4. It is contended that conscience would not only be confused by the practical adoption of the Zuinglian hypothesis, but that the express utterances of conscience are incompatible with it. Müller, for example, asserts that an awakened conscience does condemn indiscriminately the feelings which under the New School system, must be referred, in part at least, to our hereditary disorder, and thus acquitted of guilt; and that this proposition is verified by the concurrent experience of the great body of the Christian church. That is to say, conscience attaches blame to what, according to the New School, is not

morally evil. Again, he argues that the earliest phenomena of conscience, the first exercise of that faculty, is in the form of self-accusation. The child does something for which he feels self-condemned, and this reproof of conscience antedates any precept emanating from that faculty, and is the sign and evidence of a sin antecedent to any command or prohibition thence derived. The inference, of course, is, if the fact is correctly given, that there was guilt before the transgression of a known law or the development in consciousness of the sense of obligation.

We leave these objections to make what impression they may, not caring at present to pursue the discussion. In giving this rapid sketch of the current opinions upon this great subject of Christian theology, we have not intended to set forth a particular view of our own, nor have we described the diverse interpretations of Scripture which have been adopted by the various parties. In conclusion, we indicate the method which must be pursued both in settling the fact and the philosophy, or solution of the fact. There are, in our judgment, three principal sources of knowledge on the subject. First, what is the testimony of the Scriptures? Do they propound a definite doctrine upon the points in question, and if so, what is it? Then, what says Christian consciousness, or the feeling and judgment of the body of unprejudiced Christian men, who have been taught by the Word and the Spirit of God? How does that consciousness decide, which has been molded by these agencies? And lastly, there is room for an inductive argument based on the phenomena of conscience in its early development and upon facts of human character and conduct as they present themselves, on every side, to our observation. What do these phenomena prove? What do these facts imply? Investigations conducted after this method, are the only road to sound and trustworthy conclusions.

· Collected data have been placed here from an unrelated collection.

PR #4334, opened 2026-06-09
IA-2750 create workspace for govuk-user-feedback-dev and update trigger patterns

aaronfowles:
- Add govuk-user-feedback-dev workspace (missed in first PR)
- update trigger_patterns of all workspaces that use `gcp-project-init` module so they get updated on changes to that module


jaskaransarkaria (approved):
LGTM

PR #4374, opened 2026-06-17
[PP-7776] Turn off read replica for Publishing API in staging

AgaDufrat:
### Why
We’re removing Publishing API read replica in staging (and shortly in production) to reduce cost as we’re not actively using it at the moment.

#### Notes
The values defaults to false: https://github.com/alphagov/govuk-infrastructure/blob/4bd09a0cf0e958703f890931613a4fdb276e49f8/terraform/deployments/rds/variables.tf#L37

### Depends on:
- https://github.com/alphagov/govuk_content_item_loader/pull/36
- https://github.com/alphagov/frontend/pull/5614
- https://github.com/alphagov/collections/pull/4549
- https://github.com/alphagov/feedback/pull/2482
- https://github.com/alphagov/govuk-helm-charts/pull/4310
- https://github.com/alphagov/govuk-helm-charts/pull/4311

### DIFF
--- a/terraform/variables/staging/rds.tfvars
+++ b/terraform/variables/staging/rds.tfvars
@@ -336,7 +336,6 @@ databases = {
     instance_class               = "db.m7g.2xlarge"
     performance_insights_enabled = true
     project                      = "GOV.UK - Publishing"
-    has_read_replica             = true
   }
 
   release = {


brucebolt (approved):

jfharden (changes requested):
I don't actually need changes, but please don't merge this right now, Sam is in the middle of upgrading release MySQL and the plan for this will make bad changes because of that

jfharden:
You'll need to co-ordinate with @samsimpson1 because he is in the middle of some state shenanigans to upgrade release mysql to 8.4 in staging

samsimpson1 (approved):

jfharden (approved):

PR #4400, opened 2026-06-24
Bring search es cluster into module management

jfharden:
This PR uses the work in https://github.com/alphagov/govuk-infrastructure/pull/4399 to bring the existing elasticsearch ES cluster under control of the module.

You can see what a plan for this looks like in https://app.terraform.io/app/govuk/workspaces/elasticsearch-green-integration/runs/run-RkS7UxTbgDoft67v, or wait until the earlier PR is merged and this changes base to main, at which point terraform cloud will run a plan.

Of note from the plan, and why it's ok:

* `aws_iam_policy.can_configure_es_snapshots` is changing because it could be having an ARN added to it, the plan can't tell that for now it actually wont, so right now it will actually be no change
* `module.opensearch.aws_iam_policy.opensearch_snapshot` is being edited to break out `s3:PutObject` and `s3:DeleteObject` into it's own statement and restricting it to the account being deployed into, this is fine since put and delete is only done by the ES cluster in the account, `s3:GetObject` is now in it's own statement and is allowed from the accounts which need it for data syncs (integration has integration & staging, staging has staing & production, and production only has production, these match what was allowed access prior to the change which can be seen in the plan)
* `module.opensearch.module.green_domain[0].aws_cloudwatch_log_resource_policy.opensearch_log_resource_policy` is:
    * changing the resource allowed to specify all the specific log groups, instead of wildcarding with `*`
    * Adding conditions that say only the ES domains can write to it from the same account
* `module.opensearch.module.snapshot_bucket.aws_s3_bucket_policy.bucket_policy` is:
    * Breaking out `s3:ListObject` and `s3:GetObject` into their own statement and allowing all accounts (as it currently does), but restricting `s3:PutObjectAcl`, `s3:PutObject`, and `s3:DeleteObject` to the current account

The following things are being added:

* A security group & rule, this will remain unused until the blue cluster launches which will have this security group instead of the broad one imported from another workspace
* A secrets manager secret with the details for connecting to the ES domain, currently (since advanced security isn't enabled) this just has the URL to talk to the cluster on in it, but when a cluster is launched with advanced security, it will also include a username and password
* A route53 record, this is a generic CNAME which should be used and will change between blue and green when `current_live_domain` is changed. Right now the configured URLs use the clusters real endpoint, which isn't great for blue-green deploys.
* An IAM role & policy to do snapshots, this is essentially the same as the one already defined, given advanced security is not set up neither or these roles are actually in use, and in a future PR I will remove the older role.


jaskaransarkaria (approved):
LGTM! I like all of the warnings in the source and the deprecated ones in the plans too! ⚠️

PR #4439, opened 2026-07-02
Start clone on 3.6.0 to upgrade Snapshot

dj-maisy:
## What?
This allows us to launch the Staging Cluster on 3.6.0 as we have to import the existing 3.6.0 snapshot before it can be upgraded - we can't just import it straight into a 5.0 cluster.

This also adds some additional variables to allow us to shift the version and cluster configs per-environment without breaking what we've done in Integration.

### DIFF
--- a/terraform/deployments/govuk-publishing-infrastructure/licensify_documentdb_clone.tf
+++ b/terraform/deployments/govuk-publishing-infrastructure/licensify_documentdb_clone.tf
@@ -35,11 +35,15 @@ resource "aws_docdb_cluster_parameter_group" "licensify_clone_parameter_group" {
   }
 }
 
+locals {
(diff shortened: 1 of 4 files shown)


AP-Hunt (commented):
There's a failing HCL expression being reported by Terraform Cloud 


```
Error: Invalid index
on licensify_documentdb_clone.tf line 39, in locals:
  db_clone_cluster_parameter_group_name = var.licensify_documentdb_clone_engine_version == "3.6.0" ? aws_docdb_cluster_parameter_group.licensify_parameter_group.name : aws_docdb_cluster_parameter_group.licensify_clone_parameter_group[0].name
aws_docdb_cluster_parameter_group.licensify_clone_parameter_group is empty tuple
The given key does not identify an element in this collection value: the collection has no elements.
```

AP-Hunt (approved):

PR #4440, opened 2026-07-02
GitHub Terraform optimisations

samsimpson1:
* Make API requests to GitHub in parallel. By default the provider makes one request at a time. Performing them in parallel, even with a generous wait period between requests, speeds up plans dramatically
* Remove the `github_repository` data source for all repos that aren't in the process of being archived. This data source isn't actually necessary unless a repo is being archived (to check GH Pages status), so all references to it have been refactored to use data from other places.
* Default to `main` branch for the CodeCommit mirror repos. We don't have any repos that use a different default branch, so we can just assume `main` is being used. This saves on having to use the `github_repository` data source
* Fix a small security issue where repositories are given access to the Slack webhook URL by just having the `govuk` tag set and being in alphagov

Plan times are down from around 9-10 minutes to 4 minutes with these changes.

### DIFF
--- a/terraform/deployments/github/main.tf
+++ b/terraform/deployments/github/main.tf
@@ -35,6 +35,9 @@ provider "aws" {
 provider "github" {
   owner = "alphagov"
 
+  parallel_requests = true
+  read_delay_ms     = 1000
+
   app_auth {
     id              = var.github_app_id              # or `GITHUB_APP_ID`
     installation_id = var.github_app_installation_id # or `GITHUB_APP_INSTALLATION_ID`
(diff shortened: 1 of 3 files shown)


terraform/deployments/github/main.tf
```diff
@@ -36,7 +36,7 @@ provider "github" {
   owner = "alphagov"
 
   parallel_requests = true
-  read_delay_ms = 1000
+  read_delay_ms     = 1000
```
AP-Hunt, line 39: Squash these into the previous commit

AP-Hunt (commented):
This all looks very sensible and easy enough to follow. I'll approve it once you've squashed the last commit, to save me getting my approval dismissed.

AP-Hunt (approved):

PR #4442, opened 2026-07-02
IA-3009: add infra for rds-parquet-exporter job

aaronfowles:
The Insights & Analytics are making a job to export parquet files from RDS - see draft PR https://github.com/alphagov/govuk-helm-charts/pull/4316. We know we need a KMS key and an IAM role but we don't routinely use AWS so hoping to get some feedback on whether this is on the right track given @AP-Hunt 's feedback in that PR.

I've cribbed the KMS from the the [neptune implementation](https://github.com/alphagov/govuk-infrastructure/blob/main/terraform/deployments/neptune/kms.tf) and the IAM role from the [db-backup](https://github.com/alphagov/govuk-infrastructure/blob/main/terraform/deployments/govuk-publishing-infrastructure/db_backup_iam.tf). @srinivasadaggu-dotcom has provided the required "actions".

# Requirements

1. dedicated KMS key for the encyrption/decryption of files
2. an IAM role which can kick off the export job and outputs the files to a `parquet/` prefix on the database-backups bucket

# Questions

- Can anyone tell me which kubernetes service accoun the [proposed job](https://github.com/alphagov/govuk-helm-charts/pull/4316/changes) will run as - I need to provide that [here](https://github.com/alphagov/govuk-infrastructure/pull/4442/changes#diff-675df1e3b882f8f3fd575a1eecc5ee178b858e6bd133a47e035d69735430d18dR2) by the looks of it. or do I @srinivasadaggu-dotcom has run the k8s without a dedicated service account and it ran fine - maybe using a default?

# Assumptions
- We only need to run the `rds-parquet-exporter` in gov.uk integration and staging environments.

@srinivasadaggu-dotcom is implementing this so has context. He doesn't have TFC access yet so I'm raising this on his behalf.

### DIFF
--- a/terraform/deployments/govuk-publishing-infrastructure/rds_parquet_exporter_iam.tf
+++ b/terraform/deployments/govuk-publishing-infrastructure/rds_parquet_exporter_iam.tf
@@ -1,0 +1,105 @@
+locals {
+  rds_parquet_exporter_service_account_name = "rds-parquet-exporter"
+  parquet_files_bucket_prefix               = "parquet"
+}
+
+module "rds_parquet_exporter_job_starter_iam_role" {
+  source  = "terraform-aws-modules/iam/aws//modules/iam-role-for-service-accounts"
+  version = "~> 6.0"
+
+  name                 = "${local.rds_parquet_exporter_service_account_name}-job-starter-${data.tfe_outputs.cluster_infrastructure.nonsensitive_values.cluster_id}"
+  use_name_prefix      = false
+  description          = "Role for rds-parquet-exporter job to initiate Export. Corresponds to ${local.rds_parquet_exporter_service_account_name} k8s ServiceAccount."
+  max_session_duration = 28800
+
+  policies = {
+    "${aws_iam_policy.rds_parquet_exporter_job_starter.name}" = aws_iam_policy.rds_parquet_exporter_job_starter.arn
+  }
+  oidc_providers = {
+    main = {
+      provider_arn               = data.tfe_outputs.cluster_infrastructure.nonsensitive_values.cluster_oidc_provider_arn
+      namespace_service_accounts = ["apps:${local.rds_parquet_exporter_service_account_name}"]
+    }
+  }
+}
+
+data "aws_iam_policy_document" "rds_parquet_exporter_job_starter" {
+  statement {
+    sid = "RDSExportPermissions"
+    actions = [
+      "rds:DescribeDBSnapshots",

The New England theology from the time when the elder Edwards wrote his treatise on Original Sin, has been engaged in the endeavor to vindicate individual responsibility, and to repel the objection to the Christian doctrine of depravity that it

makes men blame-worthy for what they could not avoid. The motive of our divines has not been a wish to lessen the guilt of man, but to maintain his guilt to the full extent, and to prove it upon him. Where have been the preachers who have brought sin home to the conscience in a more unsparing manner than the elder and younger Edwards, Emmons and Taylor? The modifications of the received doctrine of sin which have been broached, are due to this desire to place the fact of personal agency and personal responsibility above the reach of assault, by showing that the sinner, and the sinner alone, is the author of the actions and the character, for which he is condemned. Put the act of his self-determination where you will, with the Realist, in Adam, with Origen and Beecher, in a former world, with Coleridge and Müller in a timeless preëxistence, with Barnes and Taylor, in the infancy of this life; provided you grant the necessity for this act, the main principle stands fast. Let the Princeton school hold to the doctrine of a covenant with a vicarious person, and ground the imputation of sin upon that, as long as they concede that the mystery is not cleared up, and by the manner of this conces sion, virtually do homage to the principle that ill-desert, in the strict and proper sense, as far as we are able to see, can pertain to the sinner alone. Whatever changes of sentiment may take place in New England, this principle is not likely to be surrendered.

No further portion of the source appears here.